Give back all of the data exactly as written.

* SUPPLIED DATA:
────────────────
PR #3933, opened 2017-11-08
[Install] Update Alternative install

c727:
#3929

### DIFF
--- a/source/_docs/installation.markdown
+++ b/source/_docs/installation.markdown
@@ -10,6 +10,10 @@ footer: true
 redirect_from: /getting-started/installation/
 ---
 
+<p class='note'>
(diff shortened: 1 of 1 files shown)


source/_docs/installation.markdown
```diff
@@ -10,6 +10,10 @@ footer: true
 redirect_from: /getting-started/installation/
 ---
 
+<p class='note'>
+Note: Beginners should check our [Getting started guide](/getting-started/) first. This is for users that require advanced installtions
```
fabaff: Remove `Note:`, it wil be rendered as a note. Also, there is a typo in `installtions` and the period at the end is missing.

PR #3951, opened 2017-11-10
Test badge text in translations and use placeholders

c727:
@armills


c727:
@frenck seems someone already added this to the docs

armills:
Ah, I think that was my mistake. Pace has been pretty fast lately.

PR #3961, opened 2017-11-11
truth table for condition sun

flowolf:
truth table to illustrate sunset condition with and without offsets.


frenck:
@flowolf Thank you for this addition! 🏅

PR #4037, opened 2017-11-21
Update group.markdown to show that you can customize order of groups.

isabellaalstrom:
**Description:**

I updated the docs for groups to make sure it's clear that you can use customize to reorder your groups.

## Checklist:


arsaboo:
We should clarify that `order` only works with groups that are not defined. So, `groups` that are defined are appear in the order they are listed.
────────────────
* FINISHED EXERCISE:
PR #3933, opened 2017-11-08
[Install] Update Alternative install

c727:
#3929

### DIFF
--- a/source/_docs/installation.markdown
+++ b/source/_docs/installation.markdown
@@ -10,6 +10,10 @@ footer: true
 redirect_from: /getting-started/installation/
 ---
 
+<p class='note'>
(diff shortened: 1 of 1 files shown)


source/_docs/installation.markdown
```diff
@@ -10,6 +10,10 @@ footer: true
 redirect_from: /getting-started/installation/
 ---
 
+<p class='note'>
+Note: Beginners should check our [Getting started guide](/getting-started/) first. This is for users that require advanced installtions
```
fabaff: Remove `Note:`, it wil be rendered as a note. Also, there is a typo in `installtions` and the period at the end is missing.

PR #3951, opened 2017-11-10
Test badge text in translations and use placeholders

c727:
@armills


c727:
@frenck seems someone already added this to the docs

armills:
Ah, I think that was my mistake. Pace has been pretty fast lately.

PR #3961, opened 2017-11-11
truth table for condition sun

flowolf:
truth table to illustrate sunset condition with and without offsets.


frenck:
@flowolf Thank you for this addition! 🏅

PR #4037, opened 2017-11-21
Update group.markdown to show that you can customize order of groups.

isabellaalstrom:
**Description:**

I updated the docs for groups to make sure it's clear that you can use customize to reorder your groups.

## Checklist:


arsaboo:
We should clarify that `order` only works with groups that are not defined. So, `groups` that are defined are appear in the order they are listed.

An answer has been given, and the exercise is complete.